PR #25531, opened 2024-12-03
feat: export treepath from PROCESS_INSTANCE records

### LINKED ISSUE #25474: [EPIC]: Build treePath in Engine and add respecitive properties on record(s)
## Description

In the early stages of the Camunda Exporter Project, we assumed that the treePath was only really necessary for incidents, and for most other cases it was not useful and could be avoided.

We [realized](https://camunda.slack.com/archives/C05QBRGMA9F/p1732562391807879) that the treePath is used in many more places. 

Operate uses it in several places, and the effort to change these based on our previous decision was rather intensive. This is especially an issue looking at our current timeline (release end of Dez).

This is the reason why we ran some POC’s one for [building the treePath in the Exporter](https://github.com/camunda/camunda/pull/25310) and one [in the Engine](https://github.com/camunda/camunda/pull/25352). We have implemented the POCs and benchmarked them intensively at the RSG (Hamburg 2024).

### Details on the benchmarking and decision

Based on the benchmarks and results, and intensive discussions with stakeholders and peers we [decided](https://camunda.slack.com/archives/C05QBRGMA9F/p1732872462881639) to go in the direction of implementing the treePath in the engine.

### Details on TreePath

There is a difference between inter and intra TreePath. The inter treePath goes over process definitions, including call activities and is used for showing incidents in Operate.

The intra treePath is just inside a process instance, and will/can be used to have a possibility to resolve existing variable scopes and understand the hierarchy in the PI.

We need both versions of treePaths, to support all current features!

> [!Important]
>
> Maxim:
> 
>  * internet - global -> inter treePath - global over multiple process instances
>  * intranet - local -> intra treePath - local on current process instance
> 

### Breakdown

```[tasklist]
### Engine
- [x] Adjust TreePathBuilder to accept flowScopeKey and RecordValue - avoiding look up of ElementInstance (that might not exist in ACTIVATING case)
- [x] Add inter treePath properties (similar to IncidentRecord) to ProcessInstanceRecord - ignore JSON output
- [ ] Use new compressed array property - provided by Lena
- [x] Find a place to calculate and add treePath properties to ProcessInstanceRecordValue - Activating intent
- [x] Make sure that properties are cleared for follow up events like ACTIVATED
- [x] Write a test to verify properties are correctly set - without CallActivity, with CallActivity, with multiple Callactivities
- [ ] Handle edge case with deep nesting - create incident for example (early, as otherwise Incident also runs into this issue)
- [x] Write tests that verify that on other intents properties are not set
```

```[tasklist]
### Exporter
- [ ] Consume new properties for FlowNodeInstance index - intra tree path (FlowNodeInstanceFromProcessInstanceHandler)
- [ ] Consume new properties for ListViewPI index - inter tree path (ListViewProcessInstanceFromProcessInstanceHandler)
- [ ] Migrate root QA/IT tests to Camunda Exporter (allows to validate that treePath works as expected)
- [ ] Fix bug - exporter should consume all treePath from all call activities - right now it is only the first one
```

sdorokhova:
## Description

* Fill in tree path fields in exporter handlers from PROCESS_INSTANCE record:
  * in process instance entity
  * in flow node instance entity
* stop filling them from INCIDENT record (not needed any more)
* enable Camunda exporter in root IT test

## Related issues

related with #25474


zeebe/exporters/camunda-exporter/src/main/java/io/camunda/exporter/handlers/FlowNodeInstanceFromProcessInstanceHandler.java
```diff
@@ -90,9 +93,23 @@ public void updateEntity(
...
-      entity.setTreePath(recordValue.getProcessInstanceKey() + "/" + record.getKey());
-      entity.setLevel(1);
+      final ProcessInstanceRecordValue value = record.getValue();
+      if (value.getElementInstancePath() != null && !value.getElementInstancePath().isEmpty()) {
+        // Build the treePath in the format
+        // <processInstanceKey>/<flowNodeInstanceKey>/.../<flowNodeInstanceKey> where upper level
+        // flowNodeInstanceKeys are normally subprocess(es) or multi-instance body This is an intra
+        // tree path that shows position of flow node instance inside one process instance.
+        final List<String> treePathEntries =
+            value.getElementInstancePath().getFirst().stream().map(String::valueOf).toList();
```
ChrisKujawa, line 103: ❌ This might be not correct. I think it should be `getLast`, see https://github.com/camunda/camunda/commit/a05003cd1ba59ead7a376ca88771017ffdc0c2b5#diff-a07129f0655c6899a0d04214069f7a23d3a2f09b7573b6d8317099e0422d565cR1103-R1105

zeebe/exporters/camunda-exporter/src/test/java/io/camunda/exporter/handlers/ListViewProcessInstanceFromIncidentHandlerTest.java
```diff
@@ -1,209 +0,0 @@
...
-    assertThat(processInstanceForListViewEntity2.getTreePath())
-        .isEqualTo("PI_111/FN_callActivity1/FNI_123/PI_222");
-
-    // when called process 3rd level
-    final ProcessInstanceForListViewEntity processInstanceForListViewEntity3 =
-        new ProcessInstanceForListViewEntity().setId(String.valueOf(pi3Key));
-    underTest.updateEntity(incidentRecord, processInstanceForListViewEntity3);
-    // then
-    assertThat(processInstanceForListViewEntity3.getTreePath())
-        .isEqualTo("PI_111/FN_callActivity1/FNI_123/PI_222/FN_callActivity2/FNI_234/PI_333");
```
ChrisKujawa, line 192: Svetlana is working on getting this test part of the other handler UT.

This we should definitely something we should cover.

🔧 I think we should have some test with more nesting inside the same process instance.

ChrisKujawa (commented):
Thanks @sdorokhova I already had a pre-review. Maybe my input is helpful.

zeebe/exporters/camunda-exporter/src/main/java/io/camunda/exporter/handlers/FlowNodeInstanceFromProcessInstanceHandler.java
sdorokhova: Caught this in test and fixed in the next commit!

zeebe/exporters/camunda-exporter/src/test/java/io/camunda/exporter/handlers/ListViewProcessInstanceFromIncidentHandlerTest.java
sdorokhova: > I think we should have some test with more nesting inside the same process instance.

You mean more scopes? Additional scopes like subprocesses won't go into inter tree path. But I added them to record data: https://github.com/camunda/camunda/pull/25531/commits/65f102fce9e8abca643e0c5308be0e7e40dfa0e5#diff-394591f11d1232612dc04e957c52abd3140961414df36bda9546351c809e4ba0R373

zeebe/exporters/camunda-exporter/src/test/java/io/camunda/exporter/handlers/FlowNodeInstanceFromProcessInstanceHandlerTest.java
```diff
@@ -149,17 +150,18 @@ public void shouldUpsertEntityOnFlush() {
...
-            .setTreePath(null)
             .setFlowNodeId("flowNode1")
             .setProcessDefinitionKey(222L)
             .setBpmnProcessId("bpmnId")
             .setTenantId("tenantId")
-            .setLevel(0)
             .setStartDate(OffsetDateTime.now())
             .setEndDate(OffsetDateTime.now())
+            .setTreePath("444/356/111")
+            .setLevel(1)
```
ChrisKujawa, line 164: 🤔 Shouldn't this then 2?

zeebe/exporters/camunda-exporter/src/test/java/io/camunda/exporter/handlers/FlowNodeInstanceFromProcessInstanceHandlerTest.java
```diff
@@ -193,12 +229,18 @@ public void shouldUpdateEntityFromRecord() {
         ImmutableProcessInstanceRecordValue.builder()
             .from(factory.generateObject(ProcessInstanceRecordValue.class))
             .withBpmnElementType(BpmnElementType.SERVICE_TASK)
+            .withElementInstancePath(
+                List.of(
+                    List.of(111L, 777L, 999L),
+                    List.of(222L, 789L, 888L),
+                    List.of(333L, 444L, 555L, 666L)))
```
ChrisKujawa, line 236: 👍🏼

zeebe/exporters/camunda-exporter/src/test/java/io/camunda/exporter/handlers/ListViewProcessInstanceFromProcessInstanceHandlerTest.java
```diff
@@ -307,15 +343,98 @@ void shouldUpdateEntityFromRecord() {
...
+    final Long pi3Key = 333L;
+    final Record<ProcessInstanceRecordValue> processInstanceRecord =
+        createProcessInstanceRecord(
+            List.of(
+                List.of(pi1Key, subprocess1Key, callActivity1Key),
+                List.of(pi2Key, subprocess2Key, callActivity2Key),
+                List.of(pi3Key)),
+            List.of(callActivityIndex1, callActivityIndex2),
+            List.of(processDefinitionKey1, processDefinitionKey2, 777L),
+            pi3Key);
```
ChrisKujawa, line 378: 👍🏼

zeebe/exporters/camunda-exporter/src/test/java/io/camunda/exporter/handlers/ListViewProcessInstanceFromProcessInstanceHandlerTest.java
```diff
@@ -307,15 +343,98 @@ void shouldUpdateEntityFromRecord() {
...
+    processCache.put(
+        processDefinitionKey2, new CachedProcessEntity(null, null, List.of("0", callActivityId2)));
+
+    // when called process 3rd level
+    final ProcessInstanceForListViewEntity processInstanceForListViewEntity3 =
+        new ProcessInstanceForListViewEntity().setId(String.valueOf(pi3Key));
+    underTest.updateEntity(processInstanceRecord, processInstanceForListViewEntity3);
+    // then
+    assertThat(processInstanceForListViewEntity3.getTreePath())
+        .isEqualTo("PI_111/FN_callActivity1/FNI_123/PI_222/FN_callActivity2/FNI_234/PI_333");
```
ChrisKujawa, line 392: 🔧 Maybe we call the variable entity to make it a bit more simpler.

❓ Understanding question on the treePath. Does this mean we will not contain a subprocess element instance key in the inter treePath?

sdorokhova: Exactly, we won't.

zeebe/exporters/camunda-exporter/src/main/java/io/camunda/exporter/handlers/ListViewProcessInstanceFromProcessInstanceHandler.java
```diff
@@ -264,4 +282,47 @@ private String getProcessName(final Long processDefinitionKey, final String bpmn
...
+          "No elementInstancePath is provided for process instance id: {}. TreePath will be set to default value.",
+          processInstanceKey);
+      return new TreePath().startTreePath(processInstanceKey);
+    }
+    // example of how the tree path is built when current instance is on the third level of calling
+    // hierarchy:
+    // PI_<parentProcessInstanceKey>/FN_<parentCallActivityId>/FNI_<parentCallActivityInstanceKey>/
+    // PI_<secondLevelProcessInstanceKey>/FN_<secondLevelCallActivityId>/FNI_<secondLevelCallActivityInstanceKey>/PI_<currentProcessInstanceKey>
+    final TreePath treePath = new TreePath();
+    for (int i = 0; i < elementInstancePath.size(); i++) {
```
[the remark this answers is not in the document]
ChrisKujawa: I had a wrong assumption here

ChrisKujawa (approved):
@sdorokhova I will approve already. Please take a look at the open suggestions, comments. Afterwards, let's go ahead and merge the changes, as multiple PRs depend on it.

zeebe/exporters/camunda-exporter/src/main/java/io/camunda/exporter/handlers/ListViewProcessInstanceFromProcessInstanceHandler.java
```diff
@@ -264,4 +282,47 @@ private String getProcessName(final Long processDefinitionKey, final String bpmn
...
+      final long key,
+      final Long processInstanceKey,
+      final List<List<Long>> elementInstancePath,
+      final List<Long> processDefinitionPath,
+      final List<Integer> callingElementPath) {
+    if (elementInstancePath == null || elementInstancePath.isEmpty()) {
+      LOGGER.warn(
+          "No elementInstancePath is provided for process instance id: {}. TreePath will be set to default value.",
+          processInstanceKey);
+      return new TreePath().startTreePath(processInstanceKey);
```
ChrisKujawa, line 297:
```suggestion
    if (elementInstancePath == null || elementInstancePath.isEmpty()) {
      LOGGER.warn(
          "No elementInstancePath is provided for process instance key: {}. TreePath will be set to default value (PI key).",
          processInstanceKey);
      return new TreePath().startTreePath(processInstanceKey);
```

zeebe/exporters/camunda-exporter/src/main/java/io/camunda/exporter/handlers/ListViewProcessInstanceFromIncidentHandler.java
mustafadagher, line 1: ❓ @sdorokhova was there a reasoning behind deleting this handler?

PR #25533, opened 2024-12-03
fix: exclude child documents when querying tenants and groups

emulbreh:
## Description

ES returns child documents together with the parents by default, but those cannot be handled by the entity transformers.

Roles queries already include the same filter.


koevskinikola (approved):
LGTM 👍

Oleksiivanov (approved):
----------
- Work to be completed: Of the records above, copy each line that includes "might".

- Task answer:
- [x] Adjust TreePathBuilder to accept flowScopeKey and RecordValue - avoiding look up of ElementInstance (that might not exist in ACTIVATING case)
ChrisKujawa, line 103: ❌ This might be not correct. I think it should be `getLast`, see https://github.com/camunda/camunda/commit/a05003cd1ba59ead7a376ca88771017ffdc0c2b5#diff-a07129f0655c6899a0d04214069f7a23d3a2f09b7573b6d8317099e0422d565cR1103-R1105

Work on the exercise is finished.